------ Source data
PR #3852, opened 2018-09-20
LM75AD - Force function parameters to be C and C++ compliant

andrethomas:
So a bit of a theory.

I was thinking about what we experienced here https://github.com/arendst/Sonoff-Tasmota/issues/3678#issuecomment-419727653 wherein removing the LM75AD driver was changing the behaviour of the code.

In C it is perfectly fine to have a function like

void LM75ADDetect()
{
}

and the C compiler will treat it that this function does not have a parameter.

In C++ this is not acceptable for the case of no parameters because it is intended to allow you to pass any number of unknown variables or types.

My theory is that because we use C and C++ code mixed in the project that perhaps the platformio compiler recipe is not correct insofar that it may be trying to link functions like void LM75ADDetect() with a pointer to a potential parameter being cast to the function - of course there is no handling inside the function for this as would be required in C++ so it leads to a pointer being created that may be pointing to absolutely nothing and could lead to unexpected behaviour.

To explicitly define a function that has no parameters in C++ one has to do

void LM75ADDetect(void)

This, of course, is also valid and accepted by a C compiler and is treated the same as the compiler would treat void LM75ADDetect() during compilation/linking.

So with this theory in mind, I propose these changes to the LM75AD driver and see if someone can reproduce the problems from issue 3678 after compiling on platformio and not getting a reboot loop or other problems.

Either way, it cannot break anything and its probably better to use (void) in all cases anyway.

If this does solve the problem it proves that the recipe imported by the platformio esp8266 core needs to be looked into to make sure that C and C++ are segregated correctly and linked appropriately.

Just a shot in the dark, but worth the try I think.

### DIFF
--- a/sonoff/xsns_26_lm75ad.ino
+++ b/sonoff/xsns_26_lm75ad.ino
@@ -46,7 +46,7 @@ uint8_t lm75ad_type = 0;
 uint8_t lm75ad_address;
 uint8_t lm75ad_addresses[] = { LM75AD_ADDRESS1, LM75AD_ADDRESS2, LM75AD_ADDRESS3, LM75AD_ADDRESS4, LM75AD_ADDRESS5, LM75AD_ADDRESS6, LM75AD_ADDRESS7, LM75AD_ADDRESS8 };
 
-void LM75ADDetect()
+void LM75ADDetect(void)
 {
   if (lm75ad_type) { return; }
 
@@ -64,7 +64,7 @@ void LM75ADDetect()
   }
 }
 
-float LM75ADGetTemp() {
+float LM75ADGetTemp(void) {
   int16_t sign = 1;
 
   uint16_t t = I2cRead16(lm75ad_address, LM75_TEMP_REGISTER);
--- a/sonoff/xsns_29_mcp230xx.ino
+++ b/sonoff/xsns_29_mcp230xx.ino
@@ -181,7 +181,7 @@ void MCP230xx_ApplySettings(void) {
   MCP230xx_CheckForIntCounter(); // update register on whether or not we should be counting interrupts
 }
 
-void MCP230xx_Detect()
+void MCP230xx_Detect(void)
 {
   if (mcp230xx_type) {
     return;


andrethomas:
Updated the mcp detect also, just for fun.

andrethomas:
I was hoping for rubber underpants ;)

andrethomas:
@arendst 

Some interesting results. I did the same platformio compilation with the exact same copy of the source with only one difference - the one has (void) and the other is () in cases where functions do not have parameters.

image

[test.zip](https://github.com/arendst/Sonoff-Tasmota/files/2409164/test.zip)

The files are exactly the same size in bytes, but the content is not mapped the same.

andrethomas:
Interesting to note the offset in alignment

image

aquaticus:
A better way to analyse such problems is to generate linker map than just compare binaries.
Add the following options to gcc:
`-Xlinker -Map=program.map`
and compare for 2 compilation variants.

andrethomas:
------------
## What to do
A faithful copy is required of the lines from the one with "and compare for 2 compilation variants." through the last line of the data; please add nothing.

## Output of the exercise
and compare for 2 compilation variants.

andrethomas:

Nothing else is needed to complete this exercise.